A total of 154 participants were recruited in an age, gender and ethnicity-matched cross-sectional study, of which 77 exhibited clinically detectable incomplete blinking, and 77 did not. Blink rate, dry eye symptomology, tear film parameters, and ocular surface characteristics were assessed in a single clinical session.

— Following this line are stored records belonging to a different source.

PR #737, opened 2022-12-06
refs #635: second attempt to extend API to disable MT decoding

dk:
I propose here to reuse an existing m_max_decoding_threads, that, if set to 0, effectively reverts to the same effect as if the library was compiled without ENABLE_PARALLEL_TILE_DECODING . That setting is context-dependent and allows both threaded and non-threaded encoding to coexist in a single application.

### DIFF
--- a/libheif/heif_context.cc
+++ b/libheif/heif_context.cc
@@ -1547,7 +1547,8 @@ Error HeifContext::decode_full_grid_image(heif_item_id ID,
   };
 
   std::deque<tile_data> tiles;
-  tiles.resize(grid.get_rows() * grid.get_columns() );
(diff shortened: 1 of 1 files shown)


Edi61:
Hi dk,

i have review and checked your code, its principially working, but how to change m_max_decoding_threads?
It's a private variable, where you have no influence from outside.

Regards,
Edi61

dk:
Hi Edi61,

I believe heif_context_set_max_decoding_threads was exposed by f0e38af?

/dk

Edi61:
Ah Ok, sorry, overseen it. So it’s fine.

farindk:
Thank you, this looks good.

Overall, a higher proportion of participants exhibiting incomplete blinking fulfilled the TFOS DEWS II dry eye diagnostic criteria (64% versus 44%, p = 0.02), with an odds ratio (95% CI) of 2.2 (1.2-4.2) times. Participants exhibiting incomplete blinking had higher Ocular Surface Disease Index scores (18 ± 13 versus 12 ± 9, p = 0.01), and greater levels of meibomian gland dropout (41.3 ± 15.7% versus 27.5 ± 14.1%, p < 0.001). Furthermore, poorer tear film lipid layer thickness, non-invasive tear film stability, expressed meibum quality, eyelid notching, and anterior blepharitis grades were also observed in those exhibiting incomplete blinking (all p < 0.05). Blink rate did not correlate significantly with any ocular surface parameters (all p > 0.05).
Incomplete blinking was associated with a two-fold increased risk of dry eye disease. The greater levels of meibomian gland dropout, as well as poorer expressed meibum quality and tear film lipid layer thickness, observed would suggest that incomplete blinking may predispose towards the development of evaporative dry eye.